TASK INSTRUCTIONS:
From the records below, extract only the lines running from the line with "decode-event:mpls.header_too_small; sid:2200111; rev:1;)" to the line with "PR #2236, opened 2016-09-13", both lines included, reproducing them exactly.

AVAILABLE RECORDS:
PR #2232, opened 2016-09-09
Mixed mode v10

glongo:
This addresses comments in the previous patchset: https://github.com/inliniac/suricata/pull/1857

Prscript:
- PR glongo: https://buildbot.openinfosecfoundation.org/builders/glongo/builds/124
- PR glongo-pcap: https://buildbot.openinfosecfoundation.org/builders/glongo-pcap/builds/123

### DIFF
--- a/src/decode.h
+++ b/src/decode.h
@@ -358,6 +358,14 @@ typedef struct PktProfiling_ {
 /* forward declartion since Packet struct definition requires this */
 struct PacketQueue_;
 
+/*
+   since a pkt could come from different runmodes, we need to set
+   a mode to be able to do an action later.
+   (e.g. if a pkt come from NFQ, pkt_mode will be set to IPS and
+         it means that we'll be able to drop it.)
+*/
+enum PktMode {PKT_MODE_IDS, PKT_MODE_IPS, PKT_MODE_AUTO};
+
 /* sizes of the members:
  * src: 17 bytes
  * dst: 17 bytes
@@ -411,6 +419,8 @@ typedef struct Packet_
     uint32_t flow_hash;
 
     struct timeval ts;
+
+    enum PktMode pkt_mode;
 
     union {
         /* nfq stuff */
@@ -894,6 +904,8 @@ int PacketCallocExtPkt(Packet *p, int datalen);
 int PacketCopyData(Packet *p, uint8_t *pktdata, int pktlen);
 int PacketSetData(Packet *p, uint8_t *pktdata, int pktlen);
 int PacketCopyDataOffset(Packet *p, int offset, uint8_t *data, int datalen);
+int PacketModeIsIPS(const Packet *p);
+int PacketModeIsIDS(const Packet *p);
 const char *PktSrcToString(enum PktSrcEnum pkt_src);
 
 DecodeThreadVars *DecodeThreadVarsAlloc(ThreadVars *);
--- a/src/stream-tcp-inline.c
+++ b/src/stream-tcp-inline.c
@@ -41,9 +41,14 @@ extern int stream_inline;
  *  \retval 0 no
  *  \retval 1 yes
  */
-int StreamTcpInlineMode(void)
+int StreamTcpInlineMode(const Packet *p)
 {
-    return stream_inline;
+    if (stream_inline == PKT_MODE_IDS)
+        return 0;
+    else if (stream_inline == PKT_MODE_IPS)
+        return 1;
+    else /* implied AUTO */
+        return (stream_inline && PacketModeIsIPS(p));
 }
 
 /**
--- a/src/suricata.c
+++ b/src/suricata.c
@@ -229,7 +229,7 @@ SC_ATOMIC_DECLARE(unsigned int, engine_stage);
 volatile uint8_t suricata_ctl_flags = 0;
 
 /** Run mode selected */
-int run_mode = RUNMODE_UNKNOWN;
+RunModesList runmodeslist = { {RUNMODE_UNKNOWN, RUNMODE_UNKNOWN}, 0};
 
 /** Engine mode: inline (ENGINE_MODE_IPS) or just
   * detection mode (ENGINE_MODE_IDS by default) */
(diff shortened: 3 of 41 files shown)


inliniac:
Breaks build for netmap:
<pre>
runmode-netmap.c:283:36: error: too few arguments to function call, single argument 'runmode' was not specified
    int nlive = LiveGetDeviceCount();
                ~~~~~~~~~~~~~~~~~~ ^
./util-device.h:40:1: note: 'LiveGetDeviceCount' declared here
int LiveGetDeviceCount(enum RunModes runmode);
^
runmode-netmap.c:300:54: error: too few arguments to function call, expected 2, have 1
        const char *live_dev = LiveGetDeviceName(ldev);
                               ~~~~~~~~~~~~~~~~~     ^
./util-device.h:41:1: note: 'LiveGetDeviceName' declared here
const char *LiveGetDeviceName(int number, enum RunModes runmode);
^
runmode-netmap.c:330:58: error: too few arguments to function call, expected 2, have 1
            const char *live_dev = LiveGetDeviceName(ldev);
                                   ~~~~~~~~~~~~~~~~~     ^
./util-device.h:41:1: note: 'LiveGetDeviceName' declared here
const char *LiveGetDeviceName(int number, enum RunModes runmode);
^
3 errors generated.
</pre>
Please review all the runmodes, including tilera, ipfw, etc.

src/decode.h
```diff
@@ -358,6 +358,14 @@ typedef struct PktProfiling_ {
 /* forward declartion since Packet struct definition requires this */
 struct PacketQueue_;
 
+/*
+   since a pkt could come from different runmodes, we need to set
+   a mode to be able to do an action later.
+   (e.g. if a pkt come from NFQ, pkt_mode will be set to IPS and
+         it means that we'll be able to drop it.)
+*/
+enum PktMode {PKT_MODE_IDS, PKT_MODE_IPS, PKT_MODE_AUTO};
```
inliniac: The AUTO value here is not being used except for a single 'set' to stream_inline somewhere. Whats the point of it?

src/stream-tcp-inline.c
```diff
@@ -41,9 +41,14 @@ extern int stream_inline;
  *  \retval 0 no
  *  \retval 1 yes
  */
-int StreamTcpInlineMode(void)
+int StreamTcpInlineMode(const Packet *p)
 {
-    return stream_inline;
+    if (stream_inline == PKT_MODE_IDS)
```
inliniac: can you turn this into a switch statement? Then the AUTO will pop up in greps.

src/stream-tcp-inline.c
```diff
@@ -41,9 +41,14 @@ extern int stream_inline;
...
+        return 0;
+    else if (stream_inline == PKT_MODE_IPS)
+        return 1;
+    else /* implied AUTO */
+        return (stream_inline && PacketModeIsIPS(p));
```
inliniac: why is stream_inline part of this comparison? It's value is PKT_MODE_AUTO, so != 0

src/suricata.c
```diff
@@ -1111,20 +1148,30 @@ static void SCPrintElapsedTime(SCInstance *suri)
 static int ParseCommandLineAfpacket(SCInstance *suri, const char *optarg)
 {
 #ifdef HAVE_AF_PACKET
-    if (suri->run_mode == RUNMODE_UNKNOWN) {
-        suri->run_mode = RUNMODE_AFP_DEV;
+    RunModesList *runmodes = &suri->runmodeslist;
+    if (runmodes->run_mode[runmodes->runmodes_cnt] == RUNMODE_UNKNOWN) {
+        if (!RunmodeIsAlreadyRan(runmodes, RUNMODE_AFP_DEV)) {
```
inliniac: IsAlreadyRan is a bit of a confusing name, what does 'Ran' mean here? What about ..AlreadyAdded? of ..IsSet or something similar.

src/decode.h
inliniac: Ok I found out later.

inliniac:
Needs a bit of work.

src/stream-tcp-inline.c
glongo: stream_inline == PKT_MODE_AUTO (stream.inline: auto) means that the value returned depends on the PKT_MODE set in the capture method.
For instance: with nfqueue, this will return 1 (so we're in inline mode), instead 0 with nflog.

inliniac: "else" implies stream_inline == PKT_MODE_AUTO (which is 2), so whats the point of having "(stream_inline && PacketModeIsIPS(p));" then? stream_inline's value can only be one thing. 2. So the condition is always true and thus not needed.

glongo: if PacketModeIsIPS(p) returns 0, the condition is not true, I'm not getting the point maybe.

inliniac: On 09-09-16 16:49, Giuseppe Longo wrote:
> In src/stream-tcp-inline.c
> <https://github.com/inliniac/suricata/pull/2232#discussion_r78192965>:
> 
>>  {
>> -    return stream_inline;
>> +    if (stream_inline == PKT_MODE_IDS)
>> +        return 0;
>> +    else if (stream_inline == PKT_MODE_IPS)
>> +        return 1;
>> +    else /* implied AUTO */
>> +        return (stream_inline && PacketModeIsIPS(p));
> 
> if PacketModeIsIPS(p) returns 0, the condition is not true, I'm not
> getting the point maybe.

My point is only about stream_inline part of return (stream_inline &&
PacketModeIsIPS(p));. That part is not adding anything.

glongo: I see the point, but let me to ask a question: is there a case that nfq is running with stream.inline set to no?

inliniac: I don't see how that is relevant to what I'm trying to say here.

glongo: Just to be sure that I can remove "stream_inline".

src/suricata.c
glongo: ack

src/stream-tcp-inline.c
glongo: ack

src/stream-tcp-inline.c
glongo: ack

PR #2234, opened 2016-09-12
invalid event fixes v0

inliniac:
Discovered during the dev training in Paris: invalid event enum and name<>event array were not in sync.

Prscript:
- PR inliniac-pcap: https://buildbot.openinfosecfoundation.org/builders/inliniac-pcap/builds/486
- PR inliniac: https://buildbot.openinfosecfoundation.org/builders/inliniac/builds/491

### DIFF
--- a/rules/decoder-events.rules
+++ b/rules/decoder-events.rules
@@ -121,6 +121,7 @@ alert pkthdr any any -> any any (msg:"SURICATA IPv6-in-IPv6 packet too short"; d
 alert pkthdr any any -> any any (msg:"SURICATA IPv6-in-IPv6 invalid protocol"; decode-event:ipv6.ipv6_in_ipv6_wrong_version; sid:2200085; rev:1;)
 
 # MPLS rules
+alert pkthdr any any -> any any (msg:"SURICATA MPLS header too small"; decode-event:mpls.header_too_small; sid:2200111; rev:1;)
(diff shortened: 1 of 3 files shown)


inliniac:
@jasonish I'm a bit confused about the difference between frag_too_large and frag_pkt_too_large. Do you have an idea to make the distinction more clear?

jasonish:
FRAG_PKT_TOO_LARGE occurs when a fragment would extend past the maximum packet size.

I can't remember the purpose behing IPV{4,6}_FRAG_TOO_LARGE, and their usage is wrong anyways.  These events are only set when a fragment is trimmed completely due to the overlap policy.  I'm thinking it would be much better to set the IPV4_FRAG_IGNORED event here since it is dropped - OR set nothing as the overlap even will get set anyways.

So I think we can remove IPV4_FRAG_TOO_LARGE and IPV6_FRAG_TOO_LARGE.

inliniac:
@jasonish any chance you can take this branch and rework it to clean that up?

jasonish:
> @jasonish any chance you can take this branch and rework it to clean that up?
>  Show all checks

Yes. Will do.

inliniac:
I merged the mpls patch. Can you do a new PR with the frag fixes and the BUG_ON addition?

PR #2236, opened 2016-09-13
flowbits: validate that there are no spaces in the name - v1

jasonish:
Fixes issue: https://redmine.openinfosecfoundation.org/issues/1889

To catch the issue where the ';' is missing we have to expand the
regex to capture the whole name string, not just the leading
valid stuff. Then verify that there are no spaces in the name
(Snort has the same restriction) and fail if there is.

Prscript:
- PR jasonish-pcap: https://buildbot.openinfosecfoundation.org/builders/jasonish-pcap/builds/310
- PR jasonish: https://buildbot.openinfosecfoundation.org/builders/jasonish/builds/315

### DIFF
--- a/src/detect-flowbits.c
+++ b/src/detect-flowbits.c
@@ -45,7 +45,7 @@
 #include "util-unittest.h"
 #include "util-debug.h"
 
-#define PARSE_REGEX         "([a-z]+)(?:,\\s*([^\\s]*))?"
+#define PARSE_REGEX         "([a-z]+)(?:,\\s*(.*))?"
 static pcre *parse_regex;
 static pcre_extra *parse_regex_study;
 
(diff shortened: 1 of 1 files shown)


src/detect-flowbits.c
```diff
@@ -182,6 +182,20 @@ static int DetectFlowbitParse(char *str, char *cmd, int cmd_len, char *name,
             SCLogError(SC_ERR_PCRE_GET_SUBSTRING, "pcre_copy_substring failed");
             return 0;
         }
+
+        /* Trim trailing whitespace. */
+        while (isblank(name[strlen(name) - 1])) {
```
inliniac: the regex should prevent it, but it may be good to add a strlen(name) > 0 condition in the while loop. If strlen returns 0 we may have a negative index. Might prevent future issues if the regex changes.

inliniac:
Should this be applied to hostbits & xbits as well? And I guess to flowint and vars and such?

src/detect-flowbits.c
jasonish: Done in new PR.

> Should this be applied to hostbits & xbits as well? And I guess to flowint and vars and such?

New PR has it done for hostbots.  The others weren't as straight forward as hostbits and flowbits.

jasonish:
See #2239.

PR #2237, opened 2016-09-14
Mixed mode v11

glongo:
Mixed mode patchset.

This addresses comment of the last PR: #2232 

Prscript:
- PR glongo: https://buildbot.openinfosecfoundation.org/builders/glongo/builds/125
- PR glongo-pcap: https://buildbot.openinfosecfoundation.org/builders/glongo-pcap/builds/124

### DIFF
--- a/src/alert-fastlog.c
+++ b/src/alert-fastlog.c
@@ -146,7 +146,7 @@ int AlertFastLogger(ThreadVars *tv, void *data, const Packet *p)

REPLY:
+alert pkthdr any any -> any any (msg:"SURICATA MPLS header too small"; decode-event:mpls.header_too_small; sid:2200111; rev:1;)
(diff shortened: 1 of 3 files shown)


inliniac:
@jasonish I'm a bit confused about the difference between frag_too_large and frag_pkt_too_large. Do you have an idea to make the distinction more clear?

jasonish:
FRAG_PKT_TOO_LARGE occurs when a fragment would extend past the maximum packet size.

I can't remember the purpose behing IPV{4,6}_FRAG_TOO_LARGE, and their usage is wrong anyways.  These events are only set when a fragment is trimmed completely due to the overlap policy.  I'm thinking it would be much better to set the IPV4_FRAG_IGNORED event here since it is dropped - OR set nothing as the overlap even will get set anyways.

So I think we can remove IPV4_FRAG_TOO_LARGE and IPV6_FRAG_TOO_LARGE.

inliniac:
@jasonish any chance you can take this branch and rework it to clean that up?

jasonish:
> @jasonish any chance you can take this branch and rework it to clean that up?
>  Show all checks

Yes. Will do.

inliniac:
I merged the mpls patch. Can you do a new PR with the frag fixes and the BUG_ON addition?

PR #2236, opened 2016-09-13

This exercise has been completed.